@Michael: what you describe is exactly what I'm doing now, but naming it "application cookbook" or "role cookbook" rather than "top level cookbook" (which is a quite precise name though).
Fully agree that the top level cookbook (or whatever you call it) is the place for pessimistically locking dependency versions, and the other cookbooks being included (most of us would call them "library cookbooks" I guess) should use optimistic dependency versioning. Actually, what I see in most of the community cookbooks is no version constraint at all, which is fairly optimistic but ok imho (see also
Ruby Libraries vs Ruby Applications, it's the same thing on the gem level and the cookbook level).
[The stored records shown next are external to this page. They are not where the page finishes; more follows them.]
PR #693, opened 2023-10-23
pixi: Update registry before instantiating

Hofer-Julian:


visr:
Not sure what's wise here. Instantiate [should do this automatically](https://github.com/JuliaLang/Pkg.jl/blob/cc71837381da2569b0d8e9d2c6130a13f3f5b8f4/src/API.jl#L1653-L1654), but the reason for this PR is that we observed once that didn't happen. Perhaps we should check if we can reproduce it first? If we do this, I'd probably prefer using the keyword argument `initialize(; update_registry = true)` explicitly.

Hofer-Julian:
> initialize(; update_registry = true)

That is already the default value, so I assume if there's a bug it is deeper in the code.

I am actually fine either way, when I opened the PR I didn't know yet that this was supposed to be automatic.

visr:
Shall we just close this then? If it happens again it's relatively easy to tell since it will tell you that new versions you require don't exist.

Hofer-Julian:
Sure

PR #695, opened 2023-10-23
don't require consecutive node IDs from 1 to n

### LINKED ISSUE #694: numbering of nodes
Maybe this comment is related to the issue "stability of node and edge IDs". 

I try to change my basis model following from the lumping tool within a python script to avoid changing my model manually in Qgis each time my basis model is changing with newer versions of the lumping/volume tools.

One of my actions is to remove isolated basin nodes (not connected to other nodes). However, when you remove a node from your model.node.static geodataframe the model is not valid anymore. The validation test is based on the number of nodes and a continues numbering of nodes, which means that no numbers may be skipped. If I would rearrange my numbering of the nodes, my edges definitions are no longer correct as well. Is it possible to keep the numbering as is, also when nodes are removed?

visr:
Fixes #694

Just a draft, remaining steps are written here: https://github.com/Deltares/Ribasim/issues/694#issuecomment-1775409127
We should first decide whether we want this or not.

### DIFF
--- a/python/ribasim/ribasim/model.py
+++ b/python/ribasim/ribasim/model.py
@@ -215,7 +215,6 @@ class Model(BaseModel):
 
         # Check node IDs of node fields
         node_IDs_all = []
-        n_nodes = len(self.node.static)
 
         for name in self.fields():
             if name in node_names_all_snake_case:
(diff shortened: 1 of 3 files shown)


visr:
Fixed in #885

The only but very very big limitation of the "application cookbook" / "role cookbook" / "top level cookbook" pattern is that due to the `include_recipe`s the included recipes don't show up in the run_list anymore and thus you can't search for them (which breaks many of the community cookbooks, e.g. apt).
That's why the discussion in IRC came up I guess, and where @threescoops posted the above mentioned link which proposes versioning of roles. If roles could be versioned already from the beginning, the idea of "application cookbook" / "role cookbook" / "top level cookbook" probably never came up as we could just use roles instead.
But if role versioning would be added in the next Chef version, I would argue that:
* roles are the place to lock down cookbook dependency versions
* environments are the place to lock down role versions
This would allow pessimistic versioning on a role level and keep the environments free from cookbook version clutter.
I think that the environment is ok for locking "top level cookbook versions" (or role versions if that would be possible someday), but it's the *totally* the wrong place for locking "library cookbook" versions (why? because you might have two different nodes in the same environment requiring different versions of the postgresql cookbook for example).